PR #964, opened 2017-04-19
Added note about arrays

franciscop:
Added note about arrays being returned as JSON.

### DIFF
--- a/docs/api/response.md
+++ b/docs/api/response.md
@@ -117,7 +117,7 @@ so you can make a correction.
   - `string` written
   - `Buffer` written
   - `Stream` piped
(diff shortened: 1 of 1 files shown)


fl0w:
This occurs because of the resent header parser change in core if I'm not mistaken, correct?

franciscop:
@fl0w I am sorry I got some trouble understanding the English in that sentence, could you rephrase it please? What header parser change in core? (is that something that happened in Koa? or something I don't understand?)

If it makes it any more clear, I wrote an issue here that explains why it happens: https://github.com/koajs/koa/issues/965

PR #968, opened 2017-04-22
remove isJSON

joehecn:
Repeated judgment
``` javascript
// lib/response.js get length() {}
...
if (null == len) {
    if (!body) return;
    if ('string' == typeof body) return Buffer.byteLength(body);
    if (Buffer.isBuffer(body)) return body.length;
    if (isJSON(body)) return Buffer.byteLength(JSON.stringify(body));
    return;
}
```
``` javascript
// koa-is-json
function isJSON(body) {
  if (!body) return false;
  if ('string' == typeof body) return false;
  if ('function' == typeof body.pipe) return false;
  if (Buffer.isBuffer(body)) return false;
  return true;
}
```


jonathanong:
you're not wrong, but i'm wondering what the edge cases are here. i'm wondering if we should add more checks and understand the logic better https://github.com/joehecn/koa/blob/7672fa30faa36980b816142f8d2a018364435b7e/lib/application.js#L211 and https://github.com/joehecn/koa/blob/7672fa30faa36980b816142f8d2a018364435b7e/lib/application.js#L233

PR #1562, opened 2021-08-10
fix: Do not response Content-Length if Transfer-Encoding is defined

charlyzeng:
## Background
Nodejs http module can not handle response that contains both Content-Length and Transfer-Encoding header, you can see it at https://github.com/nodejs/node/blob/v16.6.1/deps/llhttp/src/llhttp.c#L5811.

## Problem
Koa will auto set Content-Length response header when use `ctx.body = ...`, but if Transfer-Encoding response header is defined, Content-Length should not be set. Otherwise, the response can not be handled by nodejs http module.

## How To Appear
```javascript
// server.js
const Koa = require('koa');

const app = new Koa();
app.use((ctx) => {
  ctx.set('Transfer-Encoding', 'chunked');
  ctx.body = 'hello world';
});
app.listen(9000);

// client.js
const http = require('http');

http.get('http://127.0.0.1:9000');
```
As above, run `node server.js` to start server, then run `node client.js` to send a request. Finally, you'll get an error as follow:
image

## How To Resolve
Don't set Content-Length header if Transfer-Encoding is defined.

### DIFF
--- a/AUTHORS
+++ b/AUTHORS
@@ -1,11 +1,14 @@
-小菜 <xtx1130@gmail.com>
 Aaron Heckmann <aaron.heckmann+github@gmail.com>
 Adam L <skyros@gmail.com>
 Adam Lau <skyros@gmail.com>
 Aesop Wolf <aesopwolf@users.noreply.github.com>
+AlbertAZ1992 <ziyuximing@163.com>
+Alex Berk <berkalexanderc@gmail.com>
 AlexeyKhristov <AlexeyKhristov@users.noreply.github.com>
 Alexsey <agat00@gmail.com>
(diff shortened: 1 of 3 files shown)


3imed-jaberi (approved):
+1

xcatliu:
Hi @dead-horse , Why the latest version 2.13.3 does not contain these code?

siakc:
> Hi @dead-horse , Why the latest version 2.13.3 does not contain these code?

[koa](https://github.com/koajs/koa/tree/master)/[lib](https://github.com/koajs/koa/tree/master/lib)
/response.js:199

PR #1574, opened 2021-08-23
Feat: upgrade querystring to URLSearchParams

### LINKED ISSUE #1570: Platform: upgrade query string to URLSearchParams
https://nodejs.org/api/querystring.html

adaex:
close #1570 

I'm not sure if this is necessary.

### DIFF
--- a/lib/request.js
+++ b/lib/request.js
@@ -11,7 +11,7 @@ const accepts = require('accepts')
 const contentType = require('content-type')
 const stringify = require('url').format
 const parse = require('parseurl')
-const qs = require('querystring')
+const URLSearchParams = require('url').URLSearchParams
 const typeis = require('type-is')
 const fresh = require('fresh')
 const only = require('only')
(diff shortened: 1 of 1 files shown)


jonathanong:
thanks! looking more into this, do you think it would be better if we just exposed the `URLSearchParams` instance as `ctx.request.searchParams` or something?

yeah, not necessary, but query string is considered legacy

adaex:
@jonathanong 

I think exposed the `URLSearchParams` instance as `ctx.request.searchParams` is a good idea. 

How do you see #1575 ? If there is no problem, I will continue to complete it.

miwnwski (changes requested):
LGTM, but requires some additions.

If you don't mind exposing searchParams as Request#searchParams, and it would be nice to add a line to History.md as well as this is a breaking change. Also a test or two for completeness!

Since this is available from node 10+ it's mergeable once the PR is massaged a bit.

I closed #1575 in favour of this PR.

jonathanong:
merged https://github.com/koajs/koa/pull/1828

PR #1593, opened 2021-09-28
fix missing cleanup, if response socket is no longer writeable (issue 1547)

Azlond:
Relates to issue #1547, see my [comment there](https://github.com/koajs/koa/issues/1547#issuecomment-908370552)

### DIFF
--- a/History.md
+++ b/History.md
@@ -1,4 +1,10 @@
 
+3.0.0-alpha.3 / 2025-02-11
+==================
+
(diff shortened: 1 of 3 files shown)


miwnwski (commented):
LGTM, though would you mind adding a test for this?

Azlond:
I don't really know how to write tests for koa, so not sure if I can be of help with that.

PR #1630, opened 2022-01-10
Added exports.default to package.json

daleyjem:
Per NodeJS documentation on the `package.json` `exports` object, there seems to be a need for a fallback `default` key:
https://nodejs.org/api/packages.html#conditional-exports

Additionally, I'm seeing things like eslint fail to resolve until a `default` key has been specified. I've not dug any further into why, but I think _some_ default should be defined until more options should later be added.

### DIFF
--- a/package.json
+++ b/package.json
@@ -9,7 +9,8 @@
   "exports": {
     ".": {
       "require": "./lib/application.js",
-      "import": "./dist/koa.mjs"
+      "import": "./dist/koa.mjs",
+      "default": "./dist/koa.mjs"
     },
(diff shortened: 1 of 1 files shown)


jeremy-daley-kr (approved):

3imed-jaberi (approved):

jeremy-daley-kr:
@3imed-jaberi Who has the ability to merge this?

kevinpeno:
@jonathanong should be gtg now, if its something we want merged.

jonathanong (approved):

......

Please reproduce each entry above exactly as it reads.

PR #964, opened 2017-04-19
Added note about arrays

franciscop:
Added note about arrays being returned as JSON.

### DIFF
--- a/docs/api/response.md
+++ b/docs/api/response.md
@@ -117,7 +117,7 @@ so you can make a correction.
   - `string` written
   - `Buffer` written
   - `Stream` piped
(diff shortened: 1 of 1 files shown)


fl0w:
This occurs because of the resent header parser change in core if I'm not mistaken, correct?

franciscop:
@fl0w I am sorry I got some trouble understanding the English in that sentence, could you rephrase it please? What header parser change in core? (is that something that happened in Koa? or something I don't understand?)

If it makes it any more clear, I wrote an issue here that explains why it happens: https://github.com/koajs/koa/issues/965

PR #968, opened 2017-04-22
remove isJSON

joehecn:
Repeated judgment
``` javascript
// lib/response.js get length() {}
...
if (null == len) {
    if (!body) return;
    if ('string' == typeof body) return Buffer.byteLength(body);
    if (Buffer.isBuffer(body)) return body.length;
    if (isJSON(body)) return Buffer.byteLength(JSON.stringify(body));
    return;
}
```
``` javascript
// koa-is-json
function isJSON(body) {
  if (!body) return false;
  if ('string' == typeof body) return false;
  if ('function' == typeof body.pipe) return false;
  if (Buffer.isBuffer(body)) return false;
  return true;
}
```


jonathanong:
you're not wrong, but i'm wondering what the edge cases are here. i'm wondering if we should add more checks and understand the logic better https://github.com/joehecn/koa/blob/7672fa30faa36980b816142f8d2a018364435b7e/lib/application.js#L211 and https://github.com/joehecn/koa/blob/7672fa30faa36980b816142f8d2a018364435b7e/lib/application.js#L233

PR #1562, opened 2021-08-10
fix: Do not response Content-Length if Transfer-Encoding is defined

charlyzeng:
## Background
Nodejs http module can not handle response that contains both Content-Length and Transfer-Encoding header, you can see it at https://github.com/nodejs/node/blob/v16.6.1/deps/llhttp/src/llhttp.c#L5811.

## Problem
Koa will auto set Content-Length response header when use `ctx.body = ...`, but if Transfer-Encoding response header is defined, Content-Length should not be set. Otherwise, the response can not be handled by nodejs http module.

## How To Appear
```javascript
// server.js
const Koa = require('koa');

const app = new Koa();
app.use((ctx) => {
  ctx.set('Transfer-Encoding', 'chunked');
  ctx.body = 'hello world';
});
app.listen(9000);

// client.js
const http = require('http');

http.get('http://127.0.0.1:9000');
```
As above, run `node server.js` to start server, then run `node client.js` to send a request. Finally, you'll get an error as follow:
image

## How To Resolve
Don't set Content-Length header if Transfer-Encoding is defined.

### DIFF
--- a/AUTHORS
+++ b/AUTHORS
@@ -1,11 +1,14 @@
-小菜 <xtx1130@gmail.com>
 Aaron Heckmann <aaron.heckmann+github@gmail.com>
 Adam L <skyros@gmail.com>
 Adam Lau <skyros@gmail.com>
 Aesop Wolf <aesopwolf@users.noreply.github.com>
+AlbertAZ1992 <ziyuximing@163.com>
+Alex Berk <berkalexanderc@gmail.com>
 AlexeyKhristov <AlexeyKhristov@users.noreply.github.com>
 Alexsey <agat00@gmail.com>
(diff shortened: 1 of 3 files shown)


3imed-jaberi (approved):
+1

xcatliu:
Hi @dead-horse , Why the latest version 2.13.3 does not contain these code?

siakc:
> Hi @dead-horse , Why the latest version 2.13.3 does not contain these code?

[koa](https://github.com/koajs/koa/tree/master)/[lib](https://github.com/koajs/koa/tree/master/lib)
/response.js:199

PR #1574, opened 2021-08-23
Feat: upgrade querystring to URLSearchParams

### LINKED ISSUE #1570: Platform: upgrade query string to URLSearchParams
https://nodejs.org/api/querystring.html

adaex:
close #1570 

I'm not sure if this is necessary.

### DIFF
--- a/lib/request.js
+++ b/lib/request.js
@@ -11,7 +11,7 @@ const accepts = require('accepts')
 const contentType = require('content-type')
 const stringify = require('url').format
 const parse = require('parseurl')
-const qs = require('querystring')
+const URLSearchParams = require('url').URLSearchParams
 const typeis = require('type-is')
 const fresh = require('fresh')
 const only = require('only')
(diff shortened: 1 of 1 files shown)


jonathanong:
thanks! looking more into this, do you think it would be better if we just exposed the `URLSearchParams` instance as `ctx.request.searchParams` or something?

yeah, not necessary, but query string is considered legacy

adaex:
@jonathanong 

I think exposed the `URLSearchParams` instance as `ctx.request.searchParams` is a good idea. 

How do you see #1575 ? If there is no problem, I will continue to complete it.

miwnwski (changes requested):
LGTM, but requires some additions.

If you don't mind exposing searchParams as Request#searchParams, and it would be nice to add a line to History.md as well as this is a breaking change. Also a test or two for completeness!

Since this is available from node 10+ it's mergeable once the PR is massaged a bit.

I closed #1575 in favour of this PR.

jonathanong:
merged https://github.com/koajs/koa/pull/1828

PR #1593, opened 2021-09-28
fix missing cleanup, if response socket is no longer writeable (issue 1547)

Azlond:
Relates to issue #1547, see my [comment there](https://github.com/koajs/koa/issues/1547#issuecomment-908370552)

### DIFF
--- a/History.md
+++ b/History.md
@@ -1,4 +1,10 @@
 
+3.0.0-alpha.3 / 2025-02-11
+==================
+
(diff shortened: 1 of 3 files shown)


miwnwski (commented):
LGTM, though would you mind adding a test for this?

Azlond:
I don't really know how to write tests for koa, so not sure if I can be of help with that.

PR #1630, opened 2022-01-10
Added exports.default to package.json

daleyjem:
Per NodeJS documentation on the `package.json` `exports` object, there seems to be a need for a fallback `default` key:
https://nodejs.org/api/packages.html#conditional-exports

Additionally, I'm seeing things like eslint fail to resolve until a `default` key has been specified. I've not dug any further into why, but I think _some_ default should be defined until more options should later be added.

### DIFF
--- a/package.json
+++ b/package.json
@@ -9,7 +9,8 @@
   "exports": {
     ".": {
       "require": "./lib/application.js",
-      "import": "./dist/koa.mjs"
+      "import": "./dist/koa.mjs",
+      "default": "./dist/koa.mjs"
     },
(diff shortened: 1 of 1 files shown)


jeremy-daley-kr (approved):

3imed-jaberi (approved):

jeremy-daley-kr:
@3imed-jaberi Who has the ability to merge this?

kevinpeno:
@jonathanong should be gtg now, if its something we want merged.

jonathanong (approved):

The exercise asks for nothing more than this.